The hijacking ended on a runway in San Francisco when four FBI agents stormed the plane, killed the hijackers and one passenger, and wounded two others, one of whom was Yung. They were the first passengers to be killed or wounded in a plane hijacking in the United States. His reward for this was a guest appearance on Gary Moore’s show To Tell the Truth, where none of the four celebrity panelists identified him as a character actor involved in a hijacking.

Victor Sen Yung as Joe Totsuiko in Across the Pacific (1942), directed by John Huston (screenshot of movie trailer via imdb.com)

While all of these things are worthy of attention, I might not have discovered any of this if I had not seen The Letter (1940), directed by William Wyler, starring Bette Davis and Herbert Marshall.

In the film, Leslie Crosbie (played by Bette Davis) is married to Robert Crosbie (played by Herbert Marshall), a rubber plantation owner whose extensive land holdings are just outside the city of Singapore.

In the first scene, we see Leslie walking determinedly across a porch as she fires a pistol at a man, who has just burst out of her bungalow. She keeps firing bullets into his body, even after he falls down the porch stairs and tumbles to the ground.

We soon learn that the dead man’s name is Geoff Hammond (in an uncredited performance by David Newell). According to Leslie, the reason she shot him was because he “tried to make love to me,” and she wanted to protect her honor.

The real story, of course, is that Leslie and Geoff were having an affair, and that she became jealous when she learned that he had recently married a Eurasian woman (played by Gale Sondergard) and was, in fact, never in love with her.

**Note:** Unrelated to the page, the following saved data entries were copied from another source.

PR #2911, opened 2017-09-16
gtk-doc: Make mingw build work

lazka:
With 1.26 gtk-doc was ported to Python2/3 so we can use it with mingw Python 3.

Regarding the patches:

* Some path replacements for paths leaking from the autotools build system
* Since some other tools like meson expect that the gtkdoc utils are
  executables the pyscript2exe script generates a launcher exe for all
  utils. This is similar to what setuptools does for console entry points.
* Various Windows fixes, don't depend on the locale encoding when opening
  files and don't depend on the shell for executing commands.
  I'll try to upstream these changes once this gets more testing.

I've only tested building gexiv2 with this, larger packages might expose
more bugs.

Regarding meson: Remove the hack to invoke gtkdoc through msys perl, it's no
longer needed when mingw gtk-doc is installed. As there are no packages using
meson+gtkdoc right now this shouldn't break anything.


lazka:
Any thoughts on this welcome.

PR #2912, opened 2017-09-16
gtk2: consistently use g_stat and GStatBuf

Ede123:
This resolves some serious breakages on Windows because
* field widths of "struct stat" are different for different variants of "stat" which can cause undefined behavior.
* Windows' "stat" expects filenames in proper encoding while gtk simply feeds it UTF-8 in many places which is bound to fail.

See [upstream report](https://bugzilla.gnome.org/show_bug.cgi?id=787772) for details.

Let me know if I overlooked anything.


peterbud:
@Ede123 : is this also a solution for [this](https://gnunet.org/sorting-out-stat-thing)? Is this a working solution for 32 and 64-bit as well?

Ede123:
@peterbud Yes, at least that's how it's advertised in [the documentation](https://developer.gnome.org/glib/stable/glib-File-Utilities.html#g-stat).

If I understand correctly the idea is to [always use a struct with 32-bit time and size fields](https://github.com/GNOME/glib/blob/master/glib/gstdio.h#L30) and make sure a suitable (wide char) variant of the stat function is used.

If this still causes issues with respect to the article you posted it can probably be considered as an upstream bug and should be fixed.
With my work on the Inkscape project I can confirm however that the glib wrappers seem to have worked properly for 32-bit MinGW (TDM-GCC), stock mingw-w64 (64-bit), and also continue to work for both 32-bit and 64-bit flavors of MSYS2's mingw-w64 toolchains (at the very least I've never seen the cited compiler warning and didn't find any unexpected program behavior).

peterbud:
Thanks @Ede123, super news!

PR #2913, opened 2017-09-17
New package: gnuplot

peterbud:
This is a first version of the package using the mingw make file included in the package but this makefile has some limitations. Will look whether the default makefile can produce a better result

### DIFF
--- a/mingw-w64-gnuplot/PKGBUILD
+++ b/mingw-w64-gnuplot/PKGBUILD
@@ -29,7 +29,7 @@ options=('strip' 'staticlibs')
 source=("http://downloads.sourceforge.net/sourceforge/$_realname/$_realname-$pkgver.tar.gz"
         "01-gnuplot.patch" )
 sha256sums=('7dfe6425a1a6b9349b1fb42dae46b2e52833b13e807a78a613024d6a99541e43'
-            'b33a5c8be87a1c16045794865cb118c3d90e5d51b8284c7437be07d0c3b11199')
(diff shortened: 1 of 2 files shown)


peterbud:
Hmm, it was working in the CI [here](https://ci.appveyor.com/project/peterbud/mingw-packages/build/1.0.85)?

mingw-w64-gnuplot/PKGBUILD
```diff
@@ -0,0 +1,86 @@
...
+
+prepare() {
+  cd "$srcdir"/${_realname}-${pkgver}
+  patch -p1 -i ${srcdir}/01-gnuplot.patch
+}
+
+build() {
+  cd "$srcdir"/${_realname}-${pkgver}
+  [[ -d "${srcdir}"/build-${CARCH} ]] && rm -rf "${srcdir}"/build-${CARCH}
+  #mkdir -p "${srcdir}"/build-${CARCH} && cd "${srcdir}"/build-${CARCH}
```
mati865: Isn't is necessary?

mingw-w64-gnuplot/PKGBUILD
```diff
@@ -0,0 +1,86 @@
+# Maintainer: Some One <some.one@some.email.com>
```
mati865: Fix header.

mingw-w64-gnuplot/PKGBUILD
peterbud: I could not use mingw makefile in the package to build in a separate directory. Im working on the default makefile.am to make this work properly

PR #2925, opened 2017-09-19
plplot: Added to makedepends and changed defines passed to cmake.

stahta01:
Added "patch" and "bsdtar>=3.3" to make depends.
Added this define "ENABLE_qt=OFF" and
changed the "ENABLE_f95=ON" define to "ENABLE_fortran=ON".
Also, added paths and libname to help find the qhull lib.

I have not really found anything except the make depends that should stop the 64 bit build.
Note: It fails to find libgd or an good FORTRAN compiler on my computers.

Tim S.


stahta01:
Changing to Python3 resulted in the FORTRAN compiler being found as good. I hope the 64 bit build problem on the CI Travis is also fixed. Tim S.

mati865:
> I hope the 64 bit build problem on the CI Travis is also fixed.

We don't have Travis, if you mean Tea you can completely ignore it.

stahta01:
I meant AppVeyor instead of Tea fails to build 64 bit.
I have found out Python 2 work on 32 bit and Python 3 works on 64 bit build.
I am going to close this PR and try to find the correct Python option for this package.

Tim S.

PR #2927, opened 2017-09-19
Switch some packages to build with mingw-w64-gtk-doc

lazka:


lazka:
Might be that it needs to the new gtk-doc version that's not yet in the repo. I'll wait for that first.

lazka:
I've removed the one failing package for now. Should be good to merge.

PR #2945, opened 2017-09-23
 wxWidgets: Added provides="mingw-w64-wxmsw3.0".

stahta01:
wxWidgets: Added and Applying "003-wxWidgets-3.0.2-fix-access-sample.patch".
  Added "patch" and "make" to makedepends.
  Added to check() build samples.

wxWidgets: Deleted no longer used patch files. 

Tim S.


Alexpux:
There are no need to add ````patch```` and other msys2 packages to makedepends. Wiki says that every developer that want to make packages need install ````base-devel```` group of packages.

stahta01:
I removed the "patch" and "make" from makedepends. And, pushed the commits, again.

Tim S.

PR #2948, opened 2017-09-23
Wget 1.19.1 update

irakhlin:
1. Updated wget to 1.19.1
2. Added patch for support of windows cert store
3. Added patch for taskbar progress using cmd
4. Minor changes to PKGBUILD to fix gettext issue after running autoconf


irakhlin:
One of the depends should really be:
"${MINGW_PACKAGE_PREFIX}-libidn2" instead of "${MINGW_PACKAGE_PREFIX}-libidn" however for some reason appveyor was not finding the dependency "${MINGW_PACKAGE_PREFIX}-libidn2" as an available package..  I have just temporarily changed it to get the build running and make sure it works worth wise. I had committed mingw-w64-libidn2 a bit over a month ago and it seems to be available though the repo via pacman; does appveyor/tea pull their dependencies from somewhere else?

lazka:
tea is broken, ignore it. libidn2 should work on appveyor.

irakhlin:
This package was build with openssl before,  I am still building it with openssl so it will try to use the openssl certificate store file but if it cant be found it will try to use the windows certificate store. I thought this would be useful as its specifically the mingw-* package so I would imagine people may use them outside the msys2 environment and not have the same files setup to have openssl certificate store  in place.

PR #2950, opened 2017-09-23
libgd: Update to 2.2.5

peterbud:
Also fixing the pkg-config and gdlib-config, after the lib and headers were moved back from their subfolder to the /lib and /include folder, the .PC and the gdlib-config scripts were still pointing to the subfolders - this is now also fixed.

### DIFF
--- a/mingw-w64-libgd/libgd-export-pkg-config-build-in-subdirs.patch
+++ b/mingw-w64-libgd/libgd-export-pkg-config-build-in-subdirs.patch
@@ -352,3 +352,18 @@ diff -aur libgd-2.2.4/config/gdlib-config.in.orig libgd-2.2.4/config/gdlib-confi
  	echo "libdir:     $libdir"
  	echo "features:   @FEATURES@"
  	;;
+--- libgd-2.2.4/src/gd.h.orig	2017-08-30 04:05:54.000000000 -0700
++++ libgd-2.2.4/src/gd.h	2017-09-23 11:49:10.071934900 -0700
+@@ -63,7 +63,11 @@
+ #   define BGD_EXPORT_DATA_PROT __declspec(dllimport)
+ #  endif
+ # endif
+-# define BGD_STDCALL __stdcall
++# if !defined(__MINGW32__)
++#  define BGD_STDCALL __stdcall
++# else
++#  define BGD_STDCALL
++# endif
+ # define BGD_EXPORT_DATA_IMPL
+ #else
+ # if defined(__GNUC__) || defined(__clang__)
--- a/mingw-w64-libgd/libgd-export-pkg-config-build-in-subdirs.patch
+++ b/mingw-w64-libgd/libgd-export-pkg-config-build-in-subdirs.patch
@@ -99,7 +99,7 @@ diff -ur libgd-2.2.3/config/gdlib.pc.in libgd-2.2.3-new/config/gdlib.pc.in
 +prefix=@CMAKE_INSTALL_PREFIX@
 +exec_prefix=${prefix}
 +libdir=${prefix}/lib
-+includedir=${prefix}/include/libgd-@GD_VERSION_STRING@
++includedir=${prefix}/include/
  
  Name: gd
  Description: GD graphics library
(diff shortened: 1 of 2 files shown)


peterbud:
Also I have realized that the **32-bit** version of the `libgd` library is using C-style mangled exports. Has to fix that as well, patch comes soon.

mingw-w64-libgd/libgd-export-pkg-config-build-in-subdirs.patch
```diff
@@ -346,9 +346,24 @@ diff -aur libgd-2.2.4/config/gdlib-config.in.orig libgd-2.2.4/config/gdlib-confi
...
  	echo "features:   @FEATURES@"
  	;;
+--- libgd-2.2.4/src/gd.h.orig	2017-08-30 04:05:54.000000000 -0700
++++ libgd-2.2.4/src/gd.h	2017-09-23 11:49:10.071934900 -0700
+@@ -63,7 +63,11 @@
+ #   define BGD_EXPORT_DATA_PROT __declspec(dllimport)
+ #  endif
+ # endif
+-# define BGD_STDCALL __stdcall
++# if !defined(__MINGW32__)
```
Alexpux: I dont think that this is right patch. For 32-bit dlls mingw always need use __stdcall

peterbud: I'm no experienced with this to be honest. What would be the best way to avoid mangling?
The symptom is the following:
```
$ nm -C --defined-only -g /mingw32/lib/libgd.dll.a | grep gdImageCreateTrueColor
00000000 I _imp__gdImageCreateTrueColor@8
00000000 T gdImageCreateTrueColor@8
```
while 
```
$ nm -C --defined-only -g /mingw64/lib/libgd.dll.a | grep gdImageCreateTrueColor
00000000 I _imp__gdImageCreateTrueColor
00000000 T gdImageCreateTrueColor
```
That means for example that software using libgd can nicely link with a 64-bit version, but fail to link to the 32-bit version. Like here when I have tried with `gnuplot`:
64-bit version: [works fine](https://ci.appveyor.com/project/peterbud/mingw-packages/build/1.0.90#L810)
32-bit version [fails](https://ci.appveyor.com/project/peterbud/mingw-packages/build/1.0.90#L2095)

Alexpux: Output of ````nm```` is ok in both cases. You can verify on any other libraries.Problem maybe with passing right defines to link with libgd

peterbud: @Alexpux , are you sure on this? I have checked a few others:
ibcurl - no mangling:
```
$ nm -C --defined-only -g /mingw32/lib/libcurl.dll.a | grep curl_free
00000000 I _imp__curl_free
00000000 T curl_free
```
libz - no mangling:
```
$ nm -C --defined-only -g /mingw32/lib/libz.dll.a | grep deflateCopy
00000000 I _imp__deflateCopy
00000000 T deflateCopy
```
libpng - no mangling:
```
$ nm -C --defined-only -g /mingw32/lib/libpng.dll.a | grep png_image_free
00000000 I _imp__png_image_free
00000000 T png_image_free
```
Or maybe I' doing something wrong here?

peterbud: Also doing [further research](http://www.willus.com/mingw/yongweiwu_stdcall.html) confirms that `__stdcall` **will** decorate/mangle the function names.
What is your suggestion to use:
pass `-Wl, --kill-at` ? 
pass `-Wl,--add-stdcall-alias` ?
Or something else?

Alexpux: I will look some later.

peterbud: @Alexpux thanks for merging. Just to close out the previous dilemma (and to know what is the best approach for the future): how we should handle similar cases in the future?

PR #2953, opened 2017-09-23
protobuf: update to 3.4.1

holgern:
add missing dep
disable tests as building does not work


ArekPiekarz:
I'm just curious, how can you know everything works correctly in protobuf now if you disabled the tests? Wouldn't it be more beneficial to fix them instead? I thought that was one of the requirement of accepting a pull request here - that someone uploaded a tested, working version of software.

PR #4291, opened 2018-08-23
openjpeg2 - 2.3.0 - Fixes for a build issue on my computer with Java

JPeterMugaas:
I identified an issue on my computer with the build and Java.  It turns out that the JPIP includes two clients that are written in Java that will be installed if you have Java installed.  Unofrtunately, the Java version 9.x does not work with the JDK 1.5 source-code.  In any case, MINGW-W64 does support Java and any setups (well, just say all bets are OFF).


lazka:
Needs a rebase

lazka:
repo gone, so closing.

PR #4315, opened 2018-08-26
python-pyflake8 - 3.5.0 and packages that it depends upon

JPeterMugaas:
python-pycodestyle - 2.4.0 - new package
python-mccabe 0.6.1 - new package

### DIFF
--- a/mingw-w64-python-flake8/4fcbcccf381ce0987faa297173e4008b0490918f.patch
+++ b/mingw-w64-python-flake8/4fcbcccf381ce0987faa297173e4008b0490918f.patch
@@ -1,0 +1,37 @@
+From 4fcbcccf381ce0987faa297173e4008b0490918f Mon Sep 17 00:00:00 2001
+From: Jack Mustacato <jmustacato@knights.ucf.edu>
+Date: Fri, 27 Oct 2017 15:05:23 -0400
+Subject: [PATCH] Update minumum pycodestyle version to 2.3.0
+
+---
+ setup.cfg | 2 +-
+ setup.py  | 2 +-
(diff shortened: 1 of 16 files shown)


Alexpux:
@JPeterMugaas for what reasons you add so many python packages?

JPeterMugaas:
Alright, there's a big reason.  It turns out that a lot of validation with python uses various packages and I try to validate the validator using their tests.  This is what Archlinux is trying to do and I am trying to do this as well.  I use some of the Archlinux dependencies from their distribution as a model.  Some times, the test frameworks depend upon each other and sometimes, other things.  So in one sense, I have a "what comes first, chicken or the egg" problem so in one sense, I'm trying to bootstrap the process.   And it turns out that some things such as harfuzz use a python packages for their validation such as python-fontuils.  Fontutils (if you look at their GitHub page (https://github.com/fonttools/fonttools) use a number of packages for their capabilities and validation such as pyzopfli and sympy.  You could say this is like building a wall where you need numerous bricks that cement together.

JPeterMugaas:
Okay. Flake8 is a testing framework and some packages we have use it such as setuptools for their testing.

From /setuptools-40.2.0tests/requirements.txt
===
mock
pytest-flake8; python_version!="3.4"
pytest-flake8<=1.0.0; python_version=="3.4"
virtualenv>=13.0.0
pytest-virtualenv>=1.2.7
pytest>=3.0.2
wheel
coverage>=4.5.1
pytest-cov>=2.5.1
paver; python_version>="3.6"
===
Some other python packages we have might be using it.

Alexpux:
@JPeterMugaas python2-configparser is missing

PR #4332, opened 2018-08-28
python-pyzmq: update to 17.1.2

Adsun701:
This updates python-pyzmq to 17.1.2.

### DIFF
--- a/mingw-w64-python-pyzmq/001-mingw-python.patch
+++ b/mingw-w64-python-pyzmq/001-mingw-python.patch
@@ -1,6 +1,7 @@
---- py2zmq-16.0.2/setup.py	2016-07-19 16:31:03.100214900 +0100
-+++ pyzmq-16.0.2/setup.py	2016-07-19 16:38:12.475410600 +0100
-@@ -120,7 +120,7 @@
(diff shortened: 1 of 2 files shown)


mingw-w64-python-pyzmq/001-mingw-python.patch
```diff
@@ -36,14 +37,12 @@
...
-                 fatal("ZMQ directory must be specified on Windows via setup.cfg or 'python setup.py configure --zmq=/path/to/zeromq2'")
-             try:
-@@ -565,7 +565,7 @@
+@@ -558,7 +558,7 @@
              # this may not be sufficiently precise
              libzmq.define_macros.append(('ZMQ_USE_POLL', 1))
-         
+ 
 -        if sys.platform.startswith('win'):
 +        if sys.platform.startswith('win') and 'MSYSTEM' not in os.environ:
```
Alexpux: Probably this is not good condition. You need use _POSIX_BUILD. See for example patches from pyqt5

Adsun701: Ok, fixed now.

PR #4343, opened 2018-08-30
glib2: Update to 2.58.0 and port to meson

lazka:


lazka:
> is there any reason for g_fopen do not understend "{w,r}+" mode?
> and this patch do not care for alias for "wb+", original source does this (and msvc):

I didn't want to introduce any regressions and keep the code as it was with 2.56. Ideally this shoul dbe upstreamed as the other patches..

> and maybe i'm wrong but in g_open:
> when _fmode _O_TEXT and flags _O_BINARY _setmode will be called with _O_TEXT, instead of _O_BINARY

good catch, I've added a comment to the issue for this patch: https://github.com/Alexpux/MINGW-packages/issues/2414#issuecomment-417785476

PR #4378, opened 2018-09-06
PIP - fix to work on command line and use packages instead of statica…

JPeterMugaas:
…lly linking stuff in (just like Archlinux does)

python-pip - 18.0 - Build without third-party libraries.  We will package thos differently
python-distlib - 0.2.7 - new package required by pip
python-pytoml - 0.1.18 - new package required by pip
python-retrying - 1.3.3 - new package required by pip


Alexpux:
@JPeterMugaas you rewrite PKGBUILDs for other packages very often. Check what you doing. You wrongly change distorm PKGBUILD

JPeterMugaas:
This has gone badly.  I'll restart this branch and make another request.

Issue #4396, opened 2018-09-12
Use Azure Pipelines for CI


lazka:
https://azure.microsoft.com/en-us/services/devops/pipelines/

The crucial information about their affair is contained in a letter that is in the possession of Hammond’s widow, which Leslie wants to get her hands on.

Leslie’s attorney, Howard Joyce (played by James Stephenson) learns of the letter’s existence from his clerk, Ong Chi Seng (played by Sen Yung).

As he is the only one who knows how to get to the meeting place, Seng drives the lawyer and Leslie to meet the widow in Chinatown. Sondergard, who arches her eyebrows and frowns but never says a word, forces Leslie to show her the payment demanded for the incriminating information, an envelope containing ten thousand dollars, before dropping the letter on the floor. Refusing to touch the money, she hands the envelope to her Asian servant, who is smoking an opium pipe.

The role of Howard Joyce’s clerk is the best part Sen Yung would ever get during a career that stretches over 40 years. It is apparent by the way he comfortably inhabits the stereotype of the smooth-talking, conniving, obsequious Asian, that he never really got a chance to let his talents shine in any of his other roles. The clerk he played in The Letter would never rise much higher in the colonialist hierarchy (which you could say is Hollywood), despite his self-evident skills. It was that role that made me want to find out more about him, always hoping that he got another chance to do something memorable, which he didn’t.

In 1980, Yung died at home from gas poisoning. His body was found 10 days later and the death was ruled accidental. He is buried in Greenlawn Memorial Park, Colma, California, most likely under the name, Victor Sen Yung. Pernell Roberts, the star of Bonanza, who also delivered the eulogy, paid his funeral expenses.

Each year, the Chinese Alumni Association awards the Victor Sen Yung Memorial Scholarship to a student at the University of California, Berkeley, where Yung studied animal husbandry.